If you look at the MZ image, you will notice a weird thing about the address of the entry point:
[python]
00000108 00000000 DD 00000000 ; AddressOfEntryPoint = 0
0000010C 00100000 DD 00001000 ; BaseOfCode = 1000
00000110 00800000 DD 00008000 ; BaseOfData = 8000
00000114 00004000 DD 00400000 ; ImageBase = 400000
[/python]
As you can see, over there the address of the entry point is 0 but, at the same time, the TLS table is supplied:
[python]
000001A0 60920000 DD 00009260 ; TLS Table address = 9260
000001A4 18000000 DD 00000018 ; TLS Table size = 18 (24.)
[/python]
Here is the dump of the TLS table
[python]
E4 96 00 00 F2 96 00 00 FE 96 00 00 0E 97 00 00 24 97 00 00 40 97 00 00 5A 97 00 00 72 97
00 00
8C 97 00 00 A2 97 00 00 B2 97 00 00 CC 97 00 00 DE 97 00 00 EC 97 00 00 FE 97 00 00 16
98 00 00
24 98 00 00 30 98 00 00 3E 98 00 00 48 98 00 00
[/python]
that gives us the location of TLS entry point . There are two ways to catch TLS calls:
1 : Change the Ollydbg setting to the system breakpoint:
2 : Set up a hardware breakpoint at 0x7C9011A4
We will use the second method, which is more preferable. After loading the TLS application, it will stop here in the debugger:
[python]
7C901194 8BEC MOV EBP,ESP
7C901196 56 PUSH ESI
7C901197 57 PUSH EDI
7C901198 53 PUSH EBX
7C901199 8BF4 MOV ESI,ESP
7C90119B FF75 14 PUSH DWORD PTR SS:[EBP+14]
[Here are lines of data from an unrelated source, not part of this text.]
PR #303, opened 2020-09-09
Re-opened hemoglobin model PR

alibow:
Sorry I accidentally deleted the old PR :(, so here it is again :)


alibow:
Abie had left this comment on the old PR before I accidentally deleted it: 

I love the "validation criteria" section. Everybody take a look at this, we should be doing them for everything!

docs/source/gbd2019_models/hemoglobin_anemia_and_iron_deficiency/hemoglobin/index.rst
```diff
@@ -6,4 +6,237 @@ Hemoglobin Model
...
+
+    Covariates for the standard deviation model included: Malaria Incidence, Haemoglobin C (sickle type C) trait, Haemoglobin S (sickle type S) trait, Sociodemographic Index, SEV for Impaired kidney function, Healthcare Access and Quality index, Education Relative Inequality (Gini), 50th percentile of haemoglobin (pooled across all microdata sources), and mean haemoglobin (results from mean [Hb] ST-GPR model)
+
+2. Calculation of ensemble weights
+
+    A set of two-parameter distributions (gamma, mirror gamma, Weibull, mirror lognormal, and mirror gumbel) were fit to the sample’s haemoglobin mean and variance for each location/year/age/sex group
+
+    The weights used for the GBD 2019 hemoglobin distribution model were 40% gamma and 60% mirror gumbel.
+
```
NathanielBlairStahn, line 31: I think I understand how the ensemble weights work because I've seen them before, but I don't think this provides enough clarity for an unfamiliar reader.

Here's my understanding of the steps for finding an ensemble distribution (correct me if I'm wrong):
1. Each of the two-parameter distributions is "fit" to the data in each location/year/age/sex group using the "[method of moments](https://en.wikipedia.org/wiki/Method_of_moments_(statistics))." I.e. you just choose the distribution that has the same mean and standard deviation as the data in each group, so there's not actually any complicated curve fitting going on here.

2. The distribution F of hemoglobin is assumed to be a [mixture distribution](https://en.wikipedia.org/wiki/Mixture_distribution) that also comes from a 2-parameter family (GBD calls this an ensemble), of the form
F(x; m_i,s_i) = w_1 F_1(x; m_i,s_i) + ... + w_k F_k(x; m_i,s_i),
where
m_i = mean Hb in group i
s_i = standard deviation of Hb in group i
F_1,...,F_k are the distributions in the list above (gamma, mirror gamma,etc.), parameterized by mean m and standard deviation s
F is the mixture distribution for Hb, also parameterized by mean m and standard deviation s
w_1,...,w_k are the **global** weights of the distributions in the mixture, used in all groups
(I think the important thing to note here is that the distribution weights are *global*, not depending on the location/year/age/sex, whereas it is only the mean and standard deviation that vary across groups. This is not totally clear from your description above.)

3. The global weights w_1,...,w_k are found by solving an optimization problem that somehow chooses the "best" weights that match the data in all the groups simultaneously. According to the YLD appendix, this "best fit" is defined by taking anemia prevalence data into account.  Whatever they did to solve this optimization problem, the weights they came up with are w_1 = 0.4 (for F_1 = gamma distribution) and w_2 = 0.6 (for F_2 = mirror gumbel distribution), with w_j = 0 for all the other distributions.

alibow: Yes, this is consistent with my understanding. I will add this detail to the existing documentation

docs/source/gbd2019_models/hemoglobin_anemia_and_iron_deficiency/hemoglobin/index.rst
```diff
@@ -6,4 +6,237 @@ Hemoglobin Model
...
+    ##weighting
+    prev = sum(
+      w[1] * pgamma(x, params_gamma$shape, params_gamma$rate), 
+      w[2] * pmgumbel(x, params_mgumbel$alpha, params_mgumbel$scale, lower.tail=T))
+    prev}
+
+Pregnancy Adjustment
+^^^^^^^^^^^^^^^^^^^^
+
+To sample hemoglobin values for pregnant/lactating women, use the same functions as above, but multiply the hemoglobin mean and standard deviation parameters used for those functions by the respective pregnancy adjustment factors listed below. Notably, the GBD 2019 assumes that the pregnancy adjustment factor applies to 40 weeks of gestation and 6 weeks post-gestation.
```
NathanielBlairStahn, line 197: Are the adjustment factors the ratios of pregnant women to all women, or pregnant women to non-pregnant women? This sentence makes it sound like the former, but when you first describe the ratios in the GBD section, it sounded like the latter.

docs/source/gbd2019_models/hemoglobin_anemia_and_iron_deficiency/hemoglobin/index.rst
```diff
@@ -6,4 +6,237 @@ Hemoglobin Model
...
+    - 1.032920188
+    - No uncertainty is used in the GBD 2019 code
+
+Validation Criteria
++++++++++++++++++++
+
+Hemoglobin samples should satisfy the following criteria:
+
+- all_samples > 0
+- all_samples < XMAX = 220
```
NathanielBlairStahn, line 219: Technically, I don't think these inequalities follow from the definition of the hemoglobin distribution. The [support](https://en.wikipedia.org/wiki/Support_(mathematics)) (i.e. the range of x values that occur with positive probability) of the gamma distribution is [0,infinity), and the support of the (mirror) gumbel distribution is (-infinity, infinity), so theoretically *any* x value is possible, similar to a normal distribution. Presumably, however, the probability of seeing a value outside the range [0,220] is very small...

docs/source/gbd2019_models/hemoglobin_anemia_and_iron_deficiency/hemoglobin/index.rst
```diff
@@ -6,4 +6,237 @@ Hemoglobin Model
...
+- mean(all_samples) ~= meid_10487
+- sd(all_samples) ~= meid_10488
+
+When the pregnancy adjustment is applied:
+
+- mean(general_population_samples) > mean(pregnant_population_samples)
+- standard_deviation(general_population_samples) < standard_deviation(pregnant_population_samples)
```
NathanielBlairStahn, line 226: Can't we be more specific and specify that the ratios should be approximately equal to (or can be calculated from) the pregnancy adjustments (see my question above about which populations the ratios actually apply to)?

docs/source/gbd2019_models/hemoglobin_anemia_and_iron_deficiency/hemoglobin/index.rst
NathanielBlairStahn: Cool. It's probably not necessary to give all the detail I wrote above, as most of that probably belongs on a separate page about ensemble distributions in GBD.  But I think we should at least write down the formula for what the hemoglobin distribution actually is, e.g.

F(x | mu,sigma) = 0.4 F_1(x | mu,sigma) + 0.6 F_2(x | mu,sigma),

where
F_1(x | mu,sigma) = gamma distribution parameterized by mean mu and standard deviation sigma,
F_2(x | mu,sigma) = mirror Gumbel distribution parameterized by mean mu and standard deviation sigma,
and mu and sigma depend on the location/year/age/sex (and pregnancy status).

(By "distribution" I mean "cumulative distribution function," but the same formulas also hold for the probability density functions.)

And ideally we would write down the mathematical formulas for the gamma and mirror Gumbel distributions, but probably don't worry about that yet since we still aren't sure what the correct formula for the mirror Gumbel distribution is.

docs/source/gbd2019_models/hemoglobin_anemia_and_iron_deficiency/hemoglobin/index.rst
NathanielBlairStahn: As you mentioned yesterday @alibow , having a negative hemoglobin level doesn't make any sense, so maybe reframe these as checks that should be built into the model by the software engineers: "If a sample is negative, resample!"

docs/source/gbd2019_models/hemoglobin_anemia_and_iron_deficiency/hemoglobin/index.rst
alibow: I added a description of the distribution and also added your walk through of ensemble distribution as a note that we could eventually move elsewhere but provides good context here for now.

docs/source/gbd2019_models/hemoglobin_anemia_and_iron_deficiency/hemoglobin/index.rst
alibow: I added a note clarifying this in the documentation. My understanding is that the adjustment factor is derived from nonpregnant versus pregnant women, but then is used in GBD to compare pregnant women with the general population.

docs/source/gbd2019_models/hemoglobin_anemia_and_iron_deficiency/hemoglobin/index.rst
alibow: Agreed! I worked this in.

docs/source/gbd2019_models/hemoglobin_anemia_and_iron_deficiency/hemoglobin/index.rst
alibow: I added a note clarifying this in the documentation. My understanding is that the adjustment factor is derived from nonpregnant versus pregnant women, but then is used in GBD to compare pregnant women with the general population.

docs/source/gbd2019_models/hemoglobin_anemia_and_iron_deficiency/hemoglobin/index.rst
```diff
@@ -6,4 +6,290 @@ Hemoglobin Model
...
+
+3. Generation of ensemble distributions for each location/year/age/sex group
+
+    Because anemia thresholds depend on pregnancy status, hemoglobin distributions were modeled separately for pregnant and non-pregnant females. The pregnancy model was identical to the non-pregnancy model except that the mean and variance were adjusted by the adjustment factor. The prevalence of anemia in pregnant women and non-pregnant women were then weighted by the pregnancy rate and combined to estimate population anemia prevalence. See the table below for the exact adjustment factors used.
+
+      The pregnancy rate was represented as :math:`(ASFR + SB) * 46/52`, where :math:`ASFR` is the location- and age-specific fertility rate and :math:`SB` is the location-specific stillbirth rate.
```
NathanielBlairStahn, line 85: You explain this below, but it might be worth also adding a quick comment here explaining that 46/52 represents (40 weeks of pregnancy + 6 weeks of lactation) / (52 weeks in a year).

docs/source/gbd2019_models/hemoglobin_anemia_and_iron_deficiency/hemoglobin/index.rst
```diff
@@ -6,4 +6,290 @@ Hemoglobin Model
...
+
+    And :math:`F_1(x)` is a mirror gumbel distribution parameterized by :math:`\mu` and :math:`\sigma`
+
+.. todo::
+
+	Include mathematical formulas for the gamma and mirror Gumbel distributions. For now, see the R code in the `Data Description Tables`_ section for details.
+
+.. note::
+
+	As summarized by Nathaneil, for context (details perhaps to be moved to a separate documentation page), the steps for finding an ensemble distribution are:
```
NathanielBlairStahn, line 58: Misspelled my name :) (ei -> ie)

docs/source/gbd2019_models/hemoglobin_anemia_and_iron_deficiency/hemoglobin/index.rst
```diff
@@ -6,4 +6,290 @@ Hemoglobin Model
...
+    - 
+  * - Mirror Gumbel distribution weight
+    - 0.6
+    - 
+
+Below is R code written to randomly sample hemoglobin concentration values from the hemoglobin distribution parameters and constants defined in the tables above. Additionally, the code block contains functions that will evaluate the proportion of the distribution below a given threshold. This code was adapted from the GBD stash code found `here <https://stash.ihme.washington.edu/projects/MNCH/repos/anemia/browse/model/envelope>`_, specifically the *DistList_mv2p.R* and *fit_ensemblemv2p_parallel.R* files. 
+
+.. note::
+
+  Attempts to move this code to python have not been successful in validating to GBD while using the R code has been successful. The recommended approach is to use the python package `rpy2` to run this R code within python.
```
NathanielBlairStahn, line 175: As Kjell noted in Slack, this is no longer accurate since he and James managed to figure out the Python version here:

https://github.com/ihmeuw/vivarium_gates_lsff/blob/master/tests/lsff_iron_exposure.ipynb

I think we should leave the R code, but update the comment and add a link to this notebook. And we could either add the Python code here as well or add a Todo to add it later.

docs/source/gbd2019_models/hemoglobin_anemia_and_iron_deficiency/hemoglobin/index.rst
```diff
@@ -6,4 +6,290 @@ Hemoglobin Model
...
+    params_gamma = gamma_mv2p(mn, vr)
+    params_mgumbel = mgumbel_mv2p(mn, vr)
+
+    ##weighting
+    sample_list = sum(
+      w[1] * rgamma(n, params_gamma$shape, params_gamma$rate), 
+      w[2] * rmgumbel(n, params_mgumbel$alpha, params_mgumbel$scale)
+    )
+    sample_list
+  }
```
NathanielBlairStahn, line 218: This is not actually the correct way to sample from an ensemble distribution. However, this *is* what Vivarium currently does, and it seems to give results that are fairly close to the right answer (except in the tails of the distribution).

I am in the process of writing up some documentation to describe how to correctly sample from ensemble distributions using propensities. Basically, the algorithm in this case would be:
1. Choose Gamma with probability 0.4 or mirror Gumbel with probability 0.6.
2. Sample from the chosen distribution.

In other words, each draw from the ensemble distribution samples from *either* Gamma or mirror Gumbel, but not both.

I'm not sure how to write the correct R code to do this. Until we have corrected sampling code, I think we should remove the incorrect version to avoid confusion.

docs/source/gbd2019_models/hemoglobin_anemia_and_iron_deficiency/hemoglobin/index.rst
```diff
@@ -6,4 +6,290 @@ Hemoglobin Model
...
+
+    ##weighting
+    prev = sum(
+      w[1] * pgamma(x, params_gamma$shape, params_gamma$rate), 
+      w[2] * pmgumbel(x, params_mgumbel$alpha, params_mgumbel$scale, lower.tail=T))
+    prev}
+
+.. note::
+
+	While not explicitly enforced by the code above, all hemoglobin values should be withn the bounds of 0 and 220 (XMAX). The probability of sampling a value outside of these bounds is small, but if it occurs, the value should be resampled until it falls within the bounds of 0 and 220.
```
NathanielBlairStahn, line 245: I agree that we should make sure all Hb values are >= 0 (do we want to resample, or just [clip](https://numpy.org/doc/stable/reference/generated/numpy.clip.html) the values to a small positive number?), but do we actually need to ensure that they're <= 220?  Is this assumption enforced anywhere in the GBD code?  My impression from a cursory look through the R code is that XMAX is really just an "approximate" maximum that is used to parameterize the distributions, but is not necessarily a hard maximum (though I could be wrong).

In particular, in [Kjjell's notebook](https://github.com/ihmeuw/vivarium_gates_lsff/blob/master/tests/lsff_iron_exposure.ipynb), sampling 10,000 draws from the ensemble gave values as high as 243. Do we actually need Vivarium to use rejection sampling to resample until all draws are <=220 (another option would be to just `np.clip` all the larger values to exactly 220), or is it fine to leave the large values?

docs/source/gbd2019_models/hemoglobin_anemia_and_iron_deficiency/hemoglobin/index.rst
NathanielBlairStahn: Also, did you intend this paragraph to be indented farther than the previous paragraph, or is that a mistake?

docs/source/gbd2019_models/hemoglobin_anemia_and_iron_deficiency/hemoglobin/index.rst
```diff
@@ -6,4 +6,290 @@ Hemoglobin Model
...
+
+2. Calculation of ensemble weights
+
+    A set of two-parameter distributions (gamma, mirror gamma, Weibull, mirror lognormal, and mirror gumbel) were fit to the sample’s haemoglobin mean and variance for each location/year/age/sex group
+
+    The weights used for the GBD 2019 hemoglobin distribution model were 40% gamma and 60% mirror gumbel, such that:
+
+    .. math::
+
+    	F(x|\mu,\sigma) = 0.4 * F_1(x|\mu,\sigma) + 0.6 * F_2(x|\mu,\sigma)
```
NathanielBlairStahn, line 38: You can use `\times` instead of `*` to get a standard multiplication symbol. Alternatively, it is also common to use the less conspicuous `\cdot` for multiplication.

docs/source/gbd2019_models/hemoglobin_anemia_and_iron_deficiency/hemoglobin/index.rst
alibow: I agree that we don't need to keep values under 220 and added that values could be clipped to 1 instead of being resampled.

alibow:
@aflaxman we've made some more updates and need another approval to merge. Could you take a look whenever you get a chance? Thanks!

docs/source/gbd2019_models/hemoglobin_anemia_and_iron_deficiency/hemoglobin/index.rst
NathanielBlairStahn: It looks like in the new version, all of the gamma draws will be placed before all of the mirror Gumbel draws - is that correct, or am I misunderstanding the R code?

If that's the case, I think there needs to be an extra step shuffling all the draws together so that we get an independent sequence of draws from the mixture.

NathanielBlairStahn: Also, if n=1, I think this updated method will always sample from mirror Gumbel, which is incorrect. So I think we need a different strategy for generating the draws.

docs/source/gbd2019_models/hemoglobin_anemia_and_iron_deficiency/hemoglobin/index.rst
```diff
@@ -6,4 +6,295 @@ Hemoglobin Model
...
+
+    ##weighting
+    prev = sum(
+      w[1] * pgamma(x, params_gamma$shape, params_gamma$rate), 
+      w[2] * pmgumbel(x, params_mgumbel$alpha, params_mgumbel$scale, lower.tail=T))
+    prev}
+
+.. note::
+
+	While not explicitly enforced by the code above, all hemoglobin values should be non-zero positive numbers. The probability of sampling a negative value is small, but if it occurs, the value should be resampled until it falls within the bounds of 0 and 220 or clipped to a value of 1.
```
NathanielBlairStahn, line 251: It's a bit confusing that this still mentions the upper bound 220 when now we're just talking about negative values. Maybe instead we could say "the value should be resampled until it is positive, or clipped to a value of 1."

docs/source/gbd2019_models/hemoglobin_anemia_and_iron_deficiency/hemoglobin/index.rst
NathanielBlairStahn: I should have said that **on average**, 40% of the draws will come from the Gamma distribution, and 60% of the draws will come from the mirror Gumbel distribution. The actual number from each won't exactly equal this ratio -- it will be random with a binomial distribution.

So one solution would be to sample the number of gamma draws as n1 = Binomial(n, 0.4), then take the number of mirror Gumbel draws to be n - n1, and then you'd have to randomly shuffle the draws to make sure they were in no particular order.

Or, a simple non-vectorized solution would be to just put the two steps I originally described above into a for loop of length n.

aflaxman (approved):

docs/source/model_design/risk.rst
```diff
@@ -13,9 +13,140 @@ Modeling Risk Exposure
 What is a risk factor?
 ----------------------
 
+What is a risk exposure?
+------------------------
```
NathanielBlairStahn, line 17: Are `risk.rst` and `risk_factors.rst` supposed to be in this PR, or was that an accident?

docs/source/gbd2019_models/hemoglobin_anemia_and_iron_deficiency/hemoglobin/index.rst
NathanielBlairStahn: Ok, looks good

docs/source/model_design/risk.rst
alibow: This was an accident I believe as a result of a merge conflict-like issue from a recent PR that restructured the risk factor documentation. I removed the substantive changes from this PR (the info that previously appeared in the risk.rst in this PR is all in the risk_factors.rst on the main branch)

NathanielBlairStahn (approved):

PR #306, opened 2020-09-29
update alternative scenario component

yongqx:


docs/source/concept_models/vivarium_swissre_cervicalcancer/cervical_cancer_concept_model.rst
```diff
@@ -537,18 +534,18 @@ Treatment for benign cervical cancer
...
      - 10%
      - 
      - The current HPV vaccination rates remain low in China, no data has
        identified.
    * - Target HPV vaccination coverage in 2030
-     - 90%
-     - WHO cervical cancer elimination strategy
+     - 40%
      - 
+     - by assumption
```
plinds, line 548: Flagging to look into literature again to guide these coverage numbers, I have it noted in Asana to keep track.

plinds (approved):
Noting that you'll need to update the concept model one more time to add a remission arrow from hrHPV state to susceptible state.

Andrei is scheduling a review meeting with Manoj, so we should be able to confirm with him in the near future whether we need the dotted line arrow from HPV vaccination to hrHPV.

aflaxman (approved):
New concept model diagram does not include treatment anymore, please add that back in

PR #308, opened 2020-09-30
LSFF: update stratification definitions

NathanielBlairStahn:
@KjellSwedin Here is my best guess at what the stratification groups currently mean or what we should make them mean. See in particular the notes for the vitamin A coverage groups and the child iron coverage groups.  The next step is for you to take a look through the code and see how closely the code matches the definitions here or not, and then we can update either the code or this table as appropriate.

@alibow It would be good to get your eyes on this too. In particular, what is your opinion on what would be the most useful way to stratify on vitamin A coverage and child iron coverage?


alibow:
A couple of things:

1. I remember that there was a miscommunication/understanding about the specific date for year stratification in one of these projects (I don't remember if it was LSFF or BEP), but I think it would be good to clarify that we mean 1/1/2020 - 12/31/2020 when we say "2020", etc. (If I'm remembering correctly it may have been implemented once as 7/1/2020 - 6/30/2021?).

2. The vitamin A coverage stratification looks good to me; my understanding is that we would expect to see no effect in the uncovered/covered groups and the full effect in the effectively covered group.

3. For iron coverage, if we would want to look into the scale up, we could perhaps stratify for the following groups: child uncovered by iron, child covered by iron for less than six months, child covered by iron for 6 months or more. Although in order for this to be directly useful, we would probably also want to stratify the 1-4 age group into 1-2 and 2-4 years... this way we could verify that the full effect was applied to the iron responsive population covered for 6 months or more in the 2-4 age group and then the effect should be lower in every other group. This is fairly involved, though, so I wonder if it could be checked using interactive simulation instead.

alibow (approved):

KjellSwedin (approved):
I still find the terminology "Simulant's household " versus simply simulant confusing. I vote for using "simulant" unless the notion of a "household" is actually different from a single simulant.

NathanielBlairStahn:
> I still find the terminology "Simulant's household " versus simply simulant confusing. I vote for using "simulant" unless the notion of a "household" is actually different from a single simulant.

@KjellSwedin I used the word "household" here because with the definition I wrote down, the simulant's household may be receiving fortified food, but the simulant is not eating it yet, namely if they're under six months old.  In other words, the the time when the *household* starts receiving fortified food depends only on the simulant's propensity for receiving fortification, but whether the simulant is actually *eating* the fortified food also depends on the simulant's age.

My current definitions are assuming a simple propensity-based stratification, without taking the simulant's age into account, hence the fortification group refers to the simulant's household and not necessarily to the simulant themself.

However, I need to think more about Ali's comments above to decide whether it would be worth it to use a more complicated stratification strategy that *would* take into account the simulant's age and/or whether they are experiencing the full effect of fortification.  If we change to a more complicated strategy, it may be more appropriate to refer to the simulant being fortified rather than their household being fortified.

NathanielBlairStahn:
> * The vitamin A coverage stratification looks good to me; my understanding is that we would expect to see no effect in the uncovered/covered groups and the full effect in the effectively covered group.
> *

@alibow This is why I want to get clarification from @KjellSwedin about what the current stratification actually means. Based on the definitions I wrote down (which were based on James' pseudocode), I think it is possible that an "effectively covered" simulant has passed the time lag for seeing the effect of fortification, but is still under 6 months old so is actually *not* getting the effect of fortification yet. Hence my question to Kjell about whether the coverage groups take the simulant's age into account or just the time lag (or maybe they just take age into account and *not* the time lag, or maybe it's both -- I don't know).

KjellSwedin:
@NathanielBlairStahn, @alibow  - here is the vitamin A answer. I've updated the jiri ticket with the same information.
Vitamin A:
> Called "covered" in current output, but that name is confusing. Is this definition accurate, or do simulants < 6mo old also fall in this category? 
Yes, simulants under 6 months will fall into this category

> Is this definition accurate, or does "effectively covered" also mean the simulant has to be > 6mo old? 
Yes, a simulant must be over 6 months of age before being considered effectively_covered.

This can be confusing when reading the code or even examining in an interactive simulation because the final binning takes place in the observer code. For example, examining an effectively_covered pipeline will show simulants that are both effectively_covered and under 6 months of age. The observer code deals with this. Look here for more info:

def vitamin_a_covered()
https://github.com/ihmeuw/vivarium_conic_lsff/blob/master/src/vivarium_conic_lsff/components/observers.py#L106

KjellSwedin:
@NathanielBlairStahn - Perhaps "household" makes sense in the description. I just want to make clear that there is no concept of a household in the code. For instance, I *think* the LTBI project modeled the concept of a household and so there was some sort of grouping and if someone in the grouping had latent TB then exposure went up for the group. There is no grouping in LSFF.

KjellSwedin:
> Should we define 3 coverage groups instead, similar to vitamin A, in order to track some of these effects?

This would have a fairly large code and verification footprint. I'd suggest against this for the bugfix release. If we want this in subsequent releases, we should implement early to get ample testing time.

NathanielBlairStahn:
> @NathanielBlairStahn, @alibow - here is the vitamin A answer. I've updated the jira ticket with the same information.
> Vitamin A:
> 
> > Called "covered" in current output, but that name is confusing. Is this definition accurate, or do simulants < 6mo old also fall in this category?
> > Yes, simulants under 6 months will fall into this category
> 
> > Is this definition accurate, or does "effectively covered" also mean the simulant has to be > 6mo old?
> > Yes, a simulant must be over 6 months of age before being considered effectively_covered.
> 
> This can be confusing when reading the code or even examining in an interactive simulation because the final binning takes place in the observer code. For example, examining an effectively_covered pipeline will show simulants that are both effectively_covered and under 6 months of age. The observer code deals with this. Look here for more info:
> 
> def vitamin_a_covered()
> https://github.com/ihmeuw/vivarium_conic_lsff/blob/master/src/vivarium_conic_lsff/components/observers.py#L106

Excellent, thanks for this clarification @KjellSwedin . I will update the table with the correct definitions for vitamin A coverage.

The observer code is very helpful for understanding what output we are getting.  Can you point me to similar code for what is happening with the mother and child iron coverage groups?

NathanielBlairStahn:
> > Should we define 3 coverage groups instead, similar to vitamin A, in order to track some of these effects?
> 
> This would have a fairly large code and verification footprint. I'd suggest against this for the bugfix release. If we want this in subsequent releases, we should implement early to get ample testing time.

Ok, I'll keep this in mind.  @KjellSwedin can you clarify exactly how the current iron stratification works (for both mother/birthweight and child/hemoglobin), similar to your explanation for vitamin A, so I can see whether my definitions in the table match what is actually happening?

NathanielBlairStahn:
> @NathanielBlairStahn - Perhaps "household" makes sense in the description. I just want to make clear that there is no concept of a household in the code. For instance, I _think_ the LTBI project modeled the concept of a household and so there was some sort of grouping and if someone in the grouping had latent TB then exposure went up for the group. There is no grouping in LSFF.

Thanks for the clarification @KjellSwedin . Yes, we do **not** need to explicitly model different simulants being in the same household like they did for LTBI.  In the context of LSFF, the concept of "household" is useful mainly for clarifying our thinking about how the intervention works: We are not directly delivering fortified food to the children; rather, we fortify food that their parents may buy, so the simulants are getting the intervention indirectly through their household (either because their mother eats the fortified food or because the children eat it themselves after their parents bring it home). But we do not need to explicitly model a "household" separately from the simulant - I am just using the concept to clarify what the individual simulants' attributes actually mean (e.g. their propensity for fortification represents the probability that their household receives fortified food).

NathanielBlairStahn:
> 1. I remember that there was a miscommunication/understanding about the specific date for year stratification in one of these projects (I don't remember if it was LSFF or BEP), but I think it would be good to clarify that we mean 1/1/2020 - 12/31/2020 when we say "2020", etc. (If I'm remembering correctly it may have been implemented once as 7/1/2020 - 6/30/2021?).

@alibow @KjellSwedin I updated the "Time" section in the concept model to specify the start and end dates instead of just the years. Does that seem sufficient, or do you think this also needs to be specified explicitly in the output tables?

alibow:
> > 1. I remember that there was a miscommunication/understanding about the specific date for year stratification in one of these projects (I don't remember if it was LSFF or BEP), but I think it would be good to clarify that we mean 1/1/2020 - 12/31/2020 when we say "2020", etc. (If I'm remembering correctly it may have been implemented once as 7/1/2020 - 6/30/2021?).
> 
> @alibow @KjellSwedin I updated the "Time" section in the concept model to specify the start and end dates instead of just the years. Does that seem sufficient, or do you think this also needs to be specified explicitly in the output tables?

That seems good to me as long as the SWEs are in understanding!

NathanielBlairStahn:
Relevant code sections from Kjell posted in Slack on 10/6/20:

> here are code pointers for items you referenced in the PR:
> // hemoglobin observer
> https://github.com/ihmeuw/vivarium_conic_lsff/blob/master/src/vivarium_conic_lsff/components/observers.py#L585-L628
> // maternal iron birthweight observer
> https://github.com/ihmeuw/vivarium_conic_lsff/blob/master/src/vivarium_conic_lsff/components/observers.py#L471-L531
> // maternal iron and child hemoglobin effect code
> https://github.com/ihmeuw/vivarium_conic_lsff/blob/master/src/vivarium_conic_lsff/components/fortification/folic_acid.py#L202-L361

7C90119E FF75 10 PUSH DWORD PTR SS:[EBP+10]
7C9011A1 FF75 0C PUSH DWORD PTR SS:[EBP+C]
7C9011A4 FF55 08 CALL DWORD PTR SS:[EBP+8] ; TLS Callback
7C9011A7 8BE6 MOV ESP,ESI
7C9011A9 5B POP EBX
7C9011AA 5F POP EDI
7C9011AB 5E POP ESI
7C9011AC 5D POP EBP
7C9011AD C2 1000 RETN 10
[/python]
Stepping inside the call leads us here. Now, to fix the PE header, we need fix the entry point of the application to the exact location of the TLS callback and the Zero TLS table value:
[python]
00401350 |. 56 PUSH ESI
00401351 |. 56 PUSH ESI
00401352 |. 56 PUSH ESI
00401353 |. 56 PUSH ESI
00401354 |. 56 PUSH ESI
00401355 |. C700 16000000 MOV DWORD PTR DS:[EAX],16
0040135B |. E8 57170000 CALL me.00402AB7
00401360 |. 83C4 14 ADD ESP,14
00401363 |. 6A 16 PUSH 16
00401365 |. 58 POP EAX
00401366 |. 5E POP ESI
00401367 |. C3 RETN
00401368 |> 3935 D4AC4000 CMP DWORD PTR DS:[40ACD4],ESI
0040136E |.^74 DB JE SHORT me.0040134B
00401370 |. 8B0D E0AC4000 MOV ECX,DWORD PTR DS:[40ACE0]
00401376 |. 8908 MOV DWORD PTR DS:[EAX],ECX
00401378 |. 33C0 XOR EAX,EAX
0040137A |. 5E POP ESI
0040137B . C3 RETN
[/python]
Change entry point = 0x0401350;
[python]
000000FC 00700000 DD 00007000 ; SizeOfCode = 7000 (28672.)
00000100 00500000 DD 00005000 ; SizeOfInitializedData = 5000 (20480.)
00000104 00000000 DD 00000000 ; SizeOfUninitializedData = 0
00000108 50134000 DD 00401350 ; AddressOfEntryPoint = 401350
0000010C 00100000 DD 00001000 ; BaseOfCode = 1000
00000110 00800000 DD 00008000 ; BaseOfData = 8000
00000114 00004000 DD 00400000 ; ImageBase = 400000
[/python]
After this step, TLS callbacks won't be called and you can start debugging your application from entry point.